Entropy of a histogram with different bin sizes

In summary: You are calculating the entropy of the probability distribution of the system's state j given the system's state i and the action a. If you have a good enough representation of the state space, the entropy should decrease as the number of bins you use to represent the state space decreases.
  • #1
obesogen
10
0
I'm wondering if there's an expression/correction for finding the entropy of a density using histograms of different bin sizes. I know that as the number of bins increases, entropy will also increase (given a sufficient number of data points), but is there an expression relating the two? All I can find is work on finding the optimal bin size given some data.
 
Physics news on Phys.org
  • #2
Any ideas at all?
 
  • #3
You're question is slightly ambiguous. On the one hand, you might have a formula for a probability density [itex] f(x) [/itex] and I might be trying to approximate [itex] \int f(x) ln{f(x)}dx [/itex] by using the area of a finite number of rectangles. Or you might have a set of data with an unknown probability distribution and you might be trying to estimate the entropy of the unknown distribution. Or you might declare that the data defines the an empirical distribution (i.e. a random sample from the distribution will be one of the data points selected at random) and you want to know the entropy of the empirical distribution.
 
  • #4
Thanks for the reply.

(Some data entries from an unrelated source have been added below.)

PR #5822, opened 2021-05-20
linter cleaning bruce part 2

phpgeekfr:

### DIFF
--- a/libs/e2e/src/lib/utils/functions.ts
+++ b/libs/e2e/src/lib/utils/functions.ts
@@ -97,13 +97,8 @@ let currentID = 0;
 export const randomID = (): string => (`${new Date().getTime()}-${currentID++}`);
 export const createFakeScript = (title: string) => cy.task('random:pdf', title);
 
-export function getTomorrowDay(date: Date) {
-  const tomorrowDay = date.getDay() === 6 ? 0 : date.getDay() + 1;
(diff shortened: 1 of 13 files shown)


libs/e2e/src/lib/utils/functions.ts
```diff
@@ -80,32 +80,32 @@ export function selectAction(element: string,
...
+export const createFakeScript = (title: string) => cy.task('random:pdf', title);
 
 export function getTomorrowDay(date: Date) {
   const tomorrowDay = date.getDay() === 6 ? 0 : date.getDay() + 1;
   return tomorrowDay;
 }
 
 export interface FormOptions {
-  inputValue: any;
+  inputValue;
```
GrandSchtroumpf, line 106: Is there no way to specify the type ? Like `string | number` for example ?

libs/e2e/src/lib/utils/queryinterface.ts
```diff
@@ -1,8 +1,7 @@
-
 export interface QueryInferface {
   exist?: boolean;
   index?: number;
   key?: string;
-  value?: any;
+  value?;
```
GrandSchtroumpf, line 5: Same here.

GrandSchtroumpf (approved):

Issue #5706, opened 2021-05-04
Avails Calendar


pldespaigne:
<details>
<summary>Implement the Avails Calendar</summary>

![prototype](https://user-images.githubusercontent.com/79836137/115029561-64653680-9ec6-11eb-94aa-d0fae0381db6.gif)
![image](https://user-images.githubusercontent.com/5858657/116987286-28f0a780-accf-11eb-9ff7-20b0c653e8eb.png)
https://zpl.io/bl3rPDz

From a dev POV, it can look something like that:

```html
<calendar>
  <ng-container *ngFor="let term of availables">
    <calendar-selection (click)="" color=""></calendar-selection>
  </ng-container>
  <ng-container *ngFor="let term of sold">
    <calendar-selection disabled color=""></calendar-selection>
  </ng-container>
</calendar>
```
</details>

---

- [x] Ask design for more info about behavior & edge cases
- [x] Setup Calendar component & integrate it to the title avails page
- [x] Implement simple design
- [x] Implement calendar behavior
- [x] implement Markers
- [x] split calendar & map in separate pages & factorize some code to parent
- [x] Show Modal when Avails Criteria is not filled in yet
- [x] When delete Preselect Right, also remove the selection in the calendar
- [x] Clear button should also clear calendar
- [x] Edit button on Preselected Rights should fill in the Avails Criteria form + Calendar
- [ ] if possible, add a tooltip when hovering a month with the availability status (eg "Available", "Not Licensed" or "Rights Sold")
- [x] Add same "Rights added." snackbar from the world map when a user selects an end date on the calendar
- [ ] UX review
- [x] UI review
- [x] update legend to use the same color as the calendar
- [x] distinguish sold from in bucket with a third color (don't forget to update the legend accordingly)
- [x] fix small bug when editing in bucket terms
- [x] remove calendar card margin & align card to the left

PR #5826, opened 2021-05-20
5706 Add to preselected rights

RemcoSimonides:
tag issue #5706


libs/contract/src/lib/avails/calendar/calendar.component.ts
```diff
@@ -37,23 +36,36 @@ export class AvailsCalendarComponent implements OnInit {
...
-    this.stateMatrix = markersToMatrix(markers, this.stateMatrix, 'avail');
+    this._licensedMarkers = markers;
+    this.updateMatrix();
   }
 
   @Input() set soldMarkers(markers: DurationMarker[] | undefined) {
     if (!markers) return;
-    this.stateMatrix = markersToMatrix(markers, this.stateMatrix, 'sold');
+    this._soldMarkers = markers;
+    this.updateMatrix();
```
RemcoSimonides, line 51: I put this in a separate function because I wasn't sure whether licensedMarkers could overwrite soldMarkers. this.stateMatrix is set multiple times now though. But I don't see any side-effect in the front-end

libs/contract/src/lib/avails/calendar/calendar.component.ts
```diff
@@ -29,23 +32,36 @@ export class AvailsCalendarComponent implements OnInit {
...
   }
 
+  @Output() selected = new EventEmitter<Duration<Date>>();
```
GrandSchtroumpf, line 50: Prefer `select` (like `click` instead of `clicked`)

libs/contract/src/lib/avails/calendar/calendar.component.ts
```diff
@@ -29,23 +32,36 @@ export class AvailsCalendarComponent implements OnInit {
...
+
   ngOnInit() {
     const state = this.state$.getValue();
     state.highlightedRange = this.rows.map(_ => this.columns.map(__ => false));
 
     this.state$.next(state);
   }
 
+  updateMatrix() {
+    this.stateMatrix = this.rows.map(_ => this.columns.map(__ => 'empty'));
```
GrandSchtroumpf, line 60: For linter
```typescript
this.stateMatrix = this.rows.map(() => this.columns.map(() => 'empty'));
```
Also, it's not a good think to update several time the same property, better: 
```typescript
const matrix = this.rows.map(_ => this.columns.map(__ => 'empty'));
if (this._licensedMarkers.length) matrix = markersToMatrix(this._licensedMarkers, matrix , 'available');
if (this._soldMarkers.length) matrix  = markersToMatrix(this._soldMarkers, matrix , 'sold');
this.stateMatrix = matrix;
```

libs/contract/src/lib/avails/avails.ts
```diff
@@ -154,10 +154,18 @@ export function findSameTermIndex(terms: BucketTerm[], avail: AvailsFilter) {
  * @param avail
  * @returns
  */
-export function isSameTerm(term: BucketTerm, avail: AvailsFilter) {
+export function isSameTerm(term: BucketTerm, avail: AvailsFilter, unrequired?: 'territories' | 'duration') {
   if (term.exclusive !== avail.exclusive) return false;
-  if (!avail.duration?.from || term.duration.from.getTime() !== avail.duration.from.getTime()) return false;
-  if (!avail.duration?.to || term.duration.to.getTime() !== avail.duration.to.getTime()) return false;
+
+  if (unrequired !== 'duration') {
```
pldespaigne, line 160: this `if` will be executed if `unrequired` is `undefined`, is this the wanted behavior ?

libs/contract/src/lib/avails/calendar/calendar.component.ts
pldespaigne: It will trigger a component render every time you call `updateMatrix`, but It's not a big deal imo

pldespaigne (approved):

apps/catalog/catalog/src/app/marketplace/title/avails/calendar/avails-calendar.component.ts
```diff
@@ -68,16 +70,14 @@ export class MarketplaceMovieAvailsCalendarComponent {
...
-    this.mandateTerms$
+    this.mandateTerms$,
+    this.availsForm.value$
   ]).pipe(
-    map(([mandates, selected, sold, inSelection, mandateTerms]) => {
+    map(([mandates, mandateTerms]) => {
       if (this.availsForm.invalid) return [];
-      return availableDurations(selected, sold, inSelection, mandates, mandateTerms);
+      return getDurationMarkers(mandates, mandateTerms);
     })
```
GrandSchtroumpf, line 81: You can `shareReplay(1)` here to avoid combining all over again each time you run `selected`

apps/catalog/catalog/src/app/marketplace/title/avails/calendar/avails-calendar.component.ts
```diff
@@ -90,4 +90,20 @@ export class MarketplaceMovieAvailsCalendarComponent {
   clear() {
     this.availsForm.reset();
   }
+
+  async selected(duration: Duration<Date>) {
+    const licensed = await this.licensed$.pipe(take(1)).toPromise();
```
GrandSchtroumpf, line 95: Here you're creating a new observer for the whole observable. Using `shareReplay` as described above might help.

libs/contract/src/lib/avails/avails.ts
```diff
@@ -154,10 +154,18 @@ export function findSameTermIndex(terms: BucketTerm[], avail: AvailsFilter) {
  * @param avail
  * @returns
  */
-export function isSameTerm(term: BucketTerm, avail: AvailsFilter) {
+export function isSameTerm(term: BucketTerm, avail: AvailsFilter, unrequired?: 'territories' | 'duration') {
```
GrandSchtroumpf, line 157: I don't like this kind of third argument flag that will introduce more if statements in the function. I would rather split the function into small function and combine them for territory or duration: 
```typescript
function hasSameDuration(avail, term) {
  if (!avail.duration?.from || term.duration.from.getTime() !== avail.duration.from.getTime()) return false;
  if (!avail.duration?.to || term.duration.to.getTime() !== avail.duration.to.getTime()) return false;
  return true;
}
function hasSameTerritories() {...}
function hasSameMedia() {...}
```
Then you can use the function combinaison you want for map & calendar

libs/contract/src/lib/bucket/form.ts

The case is approximating an unknown probability distribution with a histogram. I'm actually trying to figure out how many 'bins' i need to discretize the state space in a dynamical system, so I am looking for the number of bins that sufficiently decreases the entropy (i.e., where the 'elbow' in a # of states vs. entropy plot would be). The problem is that adding more bins always increases the entropy, so I'm trying to find an expression to correct for this.
 
  • #5
obesogen said:
i need to discretize the state space in a dynamical system, so I am looking for the number of bins that sufficiently decreases the entropy (i.e., where the 'elbow' in a # of states vs. entropy plot would be).

I don't know much about dynamical systems, so I don't know what the criteria is for "sufficiently" decreasing the entropy. If we are talking about a continuous distribution, doesn't it have a definite entropy? - not one that can be adjusted by a number of bins?

Are you trying to find the (in some sense) optimum estimate for the entropy of a continuous distribution from a given set of data?
 
  • #6
Sorry for being vague. I'm looking at the entropy of P(state j | state i,action a), so for a system obeying the Markov property (which this one does), the probability distribution should become sparser and sparser as the state space is better represented, ideally being 1 for one state and 0 for the rest. The way I thought to represent this sparseness is entropy, although I am definitely open to other suggestions. So in this way, I'm really not looking at a fixed density, but I thought I could apply some ideas on histograms to this problem. As for the "sufficient" part, that was probably an abuse of terminology; I would be satisfied with finding an 'elbow' of an entropy vs. number of bins graph.
 
  • #7
obesogen said:
I'm looking at the entropy of P(state j | state i,action a).

Let me see if I can understand that. I'll speculate.

We have a physical process that (in reality) has states defined by continuous variables. For example, it might be defined by (temperature, concentration of substance A, concentration of substanceB). I don't know how the "actions" are parameterized. Are they also continuous? - like add heat at the rate of 0.342 BTUs per second? The physical process is a continuous time Markov process.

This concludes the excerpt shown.